There is a monument to McKie Meriwether standing in North Augusta, SC:

I’ve shared the story of how this monument was dedicated before:

“One day, fifty-one years after the liberation when the freedmen of Charleston had honored the Martyrs of the Race Course, there was another grand celebration on the streets of a South Carolina town, and school children again assembled and sang, and prayers again read and orations again delivered, and again there was a march to unveil a memorial to the dead.

The state of South Carolina had provided some of the money to erect the monument, but private donations were raised, too, and the Hon. B.R. Tillman had contributed twenty-five dollars, and Mr. Henry Getzen had too.

And on that day a thousand people came and cheered and shouted the rebel yell as the Honorable D.S. Henderson retold the stirring story of how young McKie Meriwether had “perished for the cause of liberty” in “The Battle of Hamburg.”

It was not a massacre in the brutal sense of that word, declaimed the speaker; “it was a rebellion against wrong, an armed rebuke to tyranny and oppression.”

Ignorance and vice had reigned in those dark days. The Supreme Court of the state had been given over to a “superannuated Jew, a shrewd carpetbagger and an ignorant black negro.” A Negro militia terrorized decent white people. Military satraps ruled the state at the point of a bayonet.

But there in Hamburg, “the very citadel of negro Republicanism,” the flame had been lit, and ignited “the white man’s Revolution” of 1876.

And then, at the top of a picture-perfect square at the top of the prosperous main street of North Augusta, some pretty schoolgirls in pretty dresses unveiled the obelisk, revealing carved inscriptions to “the memory of the young hero of the Hamburg riot,” who gave his life that the “civic and social institutions which the men and women of his race had struggled through the centuries to establish in South Carolina” might be passed on unimpaired, and the “supremacy” of “Anglo-Saxon civilization” assured.”

In life, McKie Meriwether “exemplified the highest ideal of Anglo-Saxon civilization.” Perhaps this is why last night we learned that Anglo-Saxons are scheduled to be cancelled and written out of history because of ties to white supremacy!

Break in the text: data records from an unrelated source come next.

Issue #11, opened 2021-10-31
Publish


daxpedda:
When we finish with all our issues, we should publish the crate!

- [x] Fill `Cargo.toml` with all necessary fields
- [x] Add LICENSE files
- [x] Finish README (#12)
- [x] Decide on a name (#6)

daxpedda:
https://crates.io/crates/derive-where 🎉

PR #14, opened 2021-11-01
Add license and document missing fields in Cargo.toml

### LINKED ISSUE #6: Rename crate
Probably to `derive-where`?

ModProg:
closes #6 #11

### DIFF
--- a/Cargo.toml
+++ b/Cargo.toml
@@ -1,7 +1,17 @@
 [package]
-name = "derive-restricted"
+name = "derive-where"
 version = "0.1.0"
 edition = "2021"
+# rust-version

About Hunter Wallace 12392 Articles
Founder and Editor-in-Chief of Occidental Dissent

2 Comments

  1. “the ballots marked by these black men provided the margin of victory in the popular vote”

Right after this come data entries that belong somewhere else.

PR #15, opened 2021-11-01
General Improvements

### LINKED ISSUE #2: Validation

### LINKED ISSUE #3: Tests
- [ ] Integration tests
  - [ ] Tuple
    - [x] One field
    - [ ] Two fields
    - [x] Three fields
  - [ ] Struct
    - [x] One field
    - [ ] Two fields
    - [x] Three fields
  - [ ] Enum
    - [ ] One variant
      - [x] Tuple with one field
      - [x] Struct with one field
      - [ ] Tuple with two fields
      - [ ] Struct with two fields
      - [x] Tuple with three fields
      - [x] Struct with three fields
    - [ ] Two variants
      - [ ] Both variants structs
        - [ ] First struct with no fields
        - [ ] Second struct with no fields
        - [ ] Both structs with one field
        - [ ] Both structs with two fields
        - [ ] Both structs with three fields
      - [ ] Both variants tuples
        - [ ] First tuple with no fields
        - [ ] Second tuple with no fields
        - [ ] Both tuple with one field
        - [ ] Both tuple with two fields
        - [ ] Both tuple with three fields
      - [ ] First variant struct, second variant unit
        - [ ] Struct with one field
        - [ ] Struct with two fields
        - [ ] Struct with three fields
      - [ ] First variant unit, second variant struct
        - [ ] Struct with one field
        - [ ] Struct with two fields
        - [ ] Struct with three fields
      - [ ] First variant tuple, second variant unit
        - [ ] Tuple with one field
        - [ ] Tuple with two fields
        - [ ] Tuple with three fields
      - [ ] First variant unit, second variant tuple
        - [ ] Tuple with one field
        - [ ] Tuple with two fields
        - [ ] Tuple with three fields
    - [ ] Three variants
      - [ ] All variants structs
        - [ ] First variant struct with no fields
        - [ ] Second variant struct with no fields
        - [ ] Third variant struct with no fields
        - [ ] First and second variants structs with no fields
        - [ ] First and third variants structs with no fields
        - [ ] Second and third variants structs with no fields
      - [ ] First variant unit
        - [ ] All others structs
        - [ ] All others tuples
        - [ ] Second variant struct, third variant tuple
        - [ ] Second variant tuple, third variant struct
      - [ ] Second variant unit
        - [ ] All others structs
        - [ ] All others tuples
        - [ ] First variant struct, third variant tuple
        - [ ] First variant tuple, third variant struct
      - [ ] Third variant unit
        - [ ] All others structs
        - [ ] All others tuples
        - [x] First variant struct, second variant tuple
        - [ ] First variant tuple, second variant struct
      - [ ] First and second variant unit
        - [ ] Third variant struct
        - [ ] Third variant tuple
      - [ ] First and third variant unit
        - [ ] Second variant struct
        - [ ] Second variant tuple
      - [ ] Second and third variant unit
        - [ ] First variant struct
        - [ ] First variant tuple
  - [x] Edge-cases
    - [x] Associated type generics: `<T as Trait>::Type>; Clone`
    - [x] Empty bound: `Clone, Debug`
    - [x] Custom bound: `T: SomeTraitRequiringClone; Clone`
    - [x] Where clause:
      ``` rust
      struct Test<T>
      where T: SomeTrait
      {
        ...
      }
      ```
- [x] Derive tests
  - [x] Struct
  - [x] Tuple
  - [x] Enum
    - [x] Struct
    - [x] Tuple
    - [x] Unit
  - [x] Edge-cases
    - [x] No generic type parameters
    - [x] Associated type generics: `<T as Trait>::Type; Clone`
    - [x] Custom bound: `T: SomeTraitRequiringClone; Clone`
    - [x] Where clause:
      ``` rust
      struct Test<T>
      where T: SomeTrait
      {
        ...
      }
      ```
- [x] Error messages
  - [x] Union
  - [x] Item with no generics
  - [x] No trait found
  - [x] Unit struct

All these tests have to account for:
- [ ] Copy
- [ ] Clone
- [ ] Debug
- [ ] Default
- [ ] Eq
- [ ] Hash
- [ ] Ord
- [ ] PartialEq
- [ ] PartialOrd
- [ ] Zeroize

### LINKED ISSUE #5: Implement `unsafe` implementation for `Ord`
`Discriminant` can be transmuted to a `usize`. This can be used to remove the complex implementation of trying to match every variant with every variant.

This will need to be hidden behind a crate feature.

### LINKED ISSUE #7: Implement nightly implementation for `Ord`
This is related to #5.

On nightly a safe implementation can be done by using [`core::intrinsic::discriminant_value`](https://doc.rust-lang.org/core/intrinsics/fn.discriminant_value.html). This is unstable, but it can be avoided to use a feature in the top-level crate by using [`#[internal_unstable]`](https://doc.rust-lang.org/unstable-book/language-features/allow-internal-unstable.html).

This is also how `std` implements `PartialOrd` and `Ord`.

Obviously has to be hidden behind a crate feature.

### LINKED ISSUE #8: CI
Hook up CI:
- [ ] Dependabot
- [ ] cargo-audit
- [ ] Clippy
- [ ] rustfmt
- [ ] Build
  - [ ] `#[no_std]` build
  - [ ] MSRV build (#9) (https://crates.io/crates/cargo-msrv)
- [ ] Test
  - [ ] Unit and integration tests
  - [ ] Examples
  - [ ] `unsafe` feature (#5)
  - [ ] `nightly` feature (#7)

### LINKED ISSUE #10: Implement traits of external crates
We discussed implementing this for `Zeroize` for example, this might not be necessary if `Zeroize` can be fixed with a PR.
We should explore this further.

### LINKED ISSUE #18: Allow deriving `Copy` for unions
Which is the only trait supported by standard `derive`.

### LINKED ISSUE #19: `#[derive_where(skip(Clone, Debug))]` field attribute
We should add a `skip` field attribute à la zeroize.

### LINKED ISSUE #20: Auto-deref
I found the following issue, which affects `Zeroize` quiet heavily:
```rust
struct SliceDeref([u8; 1]);

impl Deref for SliceDeref {
    type Target = [u8];

    fn deref(&self) -> &Self::Target {
        &self.0
    }
}

impl DerefMut for SliceDeref {
    fn deref_mut(&mut self) -> &mut Self::Target {
        &mut self.0
    }
}

#[derive_where(Zeroize; T)]
struct Test3<T>(T, SliceDeref);

let mut test = Test3(42, SliceDeref([42]));
test.zeroize();

assert_eq!(test.0, 0);
assert_eq!(test.1 .0, [0]);
```

This will fail because `SliceDeref` doesn't implement `Zeroize` and we call `zeroize` by using the fully-qualified syntax, which prevents auto-deref.

Obviously this affects all traits, as far as I know there is no way to use FQS and auto-deref. So my current thought is to introduce another attribute that basically forces derive-where to use auto-deref instead of FQS, something like `#[derive_where(auto_deref(Clone, Zeroize))]`?

daxpedda:
I used [trybuild](https://docs.rs/trybuild) to test our error messages. Also turned out there were a lot of bugs, fixed those.

Fixes #2.
Fixes #3.
Fixes #5.
Fixes #7.
Fixes #8.
Fixes #10.
Fixes #18.
Fixes #19.
Fixes #20.


src/lib.rs
```diff
@@ -25,11 +25,28 @@ struct DeriveWhere {
...
+        let bounds = if found_semicolon {
+            let bounds = Punctuated::<TraitBound, Token![,]>::parse_separated_nonempty(input)?
+                .into_iter()
+                .collect();
+            <Token![;]>::parse(input)?;
+
+            bounds
+        } else {
+            Vec::new()
+        };
```
daxpedda, line 49: This new implementation is still up for discussion. @ModProg feel free to overwrite it.

ModProg: I would go with fork and advance_to, but let's create an issue about benchmarking this.

daxpedda: Solved in another PR.

daxpedda:
Alright, I inverted the syntax and used some custom parsing to improve error messages. This looks much better now. The only thing I would have like is improve error messages on duplicate commas, but the code got so bloated handling that, I reverted everything.

See https://github.com/ModProg/derive-where/issues/3#issuecomment-958028109.

ModProg:
> Alright, I inverted the syntax and used some custom parsing to improve error messages. This looks much better now. The only thing I would have like is improve error messages on duplicate commas, but the code got so bloated handling that, I reverted everything.

Well I don't think duplicate commas are a very common mistake, and normally easily spotted by the developer themselves

tests/ui/invalid_generic.stderr
```diff
@@ -0,0 +1,5 @@
+error: expected type to bind to, expected one of: `for`, parentheses, `fn`, `unsafe`, `extern`, identifier, `::`, `<`, square brackets, `*`, `&`, `!`, `impl`, `_`, lifetime
+ --> tests/ui/invalid_generic.rs:1:37
+  |
+1 | #[derive_where::derive_where(Clone; where)]
+  |                                     ^^^^^
```
ModProg, line 5: This looks a bit strange, we would only expect a type here, not parentheses ??

tests/ui/no_generics.rs
```diff
@@ -0,0 +1,9 @@
+#[derive_where::derive_where(Clone)]
+struct Test1(u8);
+
+// Make sure this doesn't reach unreachable code as it should fail early for
+// not having any generics.
```
ModProg, line 5: I don't disagree with erroring on these, as the standard derive is always preferable if possible, but I don't think there is unreachable code to reach

tests/ui/union.rs
```diff
@@ -0,0 +1,9 @@
+#[allow(unused_imports)]
+use core::marker::PhantomData;
+
+#[derive_where::derive_where(Clone)]
+union Test<T> {
+    field: PhantomData<T>,
+}
```
ModProg, line 7: Should we create an issue for unions? To document we could implement them if needed.

src/lib.rs
```diff
@@ -42,58 +43,63 @@ impl Parse for Generic {
...
+                    if !input.is_empty() {
+                        generics = Some(
+                            Punctuated::<Generic, Token![,]>::parse_terminated(input)?
+                                .into_iter()
+                                .collect(),
+                        );
+                    }
+                } else if let Err(error) = <Token![,]>::parse(input) {
+                    return Err(Error::new(error.span(), "expected `;` or `,"));
+                }
```
ModProg, line 98: :+1: manual parsing and yet almost more readable than my solution

src/lib.rs
```diff
@@ -554,9 +606,22 @@ impl Trait {
             Copy => quote! {},
             Debug => quote! { #pattern => ::core::fmt::Formatter::write_str(__f, #debug_name), },
             Eq => quote! {},
-            Hash => quote! { #pattern => (), },
+            Hash => {
+                // Add hashing the variant if this is an `enum`.
+                let discriminant = if variants.is_some() {
+                    let type_ = self.path();
+                    Some(quote! { #type_::hash(&::core::mem::discriminant(self), __state); })
```
ModProg, line 613: `type_` vs `path`, comparing to https://github.com/ModProg/derive-where/pull/15#diff-b1a35a68f14e696205874893c07fd24fdb88882b47c23cc0e0c80a30c7d53759R541-R546

tests/ui/invalid_generic.stderr
daxpedda: I'm not sure what you mean, I don't see any parentheses. I used `where` here as something that can't be parsed into a type.

tests/ui/no_generics.rs
daxpedda: This test is making sure that this line is never reached:
https://github.com/ModProg/derive-where/blob/d41f608e029f136e734800767d8a978ea1735c6e/src/lib.rs#L184
It should never be reached because a check happens first to check for any generics. Rust is smart enough to find no generics if they aren't used inside the item.

Maybe the comment needs to be improved?

tests/ui/union.rs
daxpedda: I briefly looked into this yesterday, just to make sure why we can't implement them. The issue is that we can't handle unions, because unlike an `enum`, we have no way to check which current variant is active. So really the only trait we could derive for unions is `Copy`, and therefore a special implementation of `Clone`, and `Hash` (I think?).

On that note, standard `derive` only support `Copy`.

    Then, as now, Yankeedom held the decisive electoral votes. Then, and now, the votes of the South and West are meaningless.

    However, the North only retains electoral supremacy because of their political allies in California. Which is falling to the Mexican invasion.

  2. “Perhaps this is why last night we learned that Anglo-Saxons are scheduled to be cancelled and written out of history because of ties to white supremacy!”

    They can be cancelled out of (((their))) history any time they want but they will never be cancelled out of OUR history unless we let them. If we aren’t willing to defend our ancestors then we aren’t worthy of having descendants. I want my descendants to look, think, and behave like me. And, if they don’t look, think, and behave like me, they aren’t mine at all.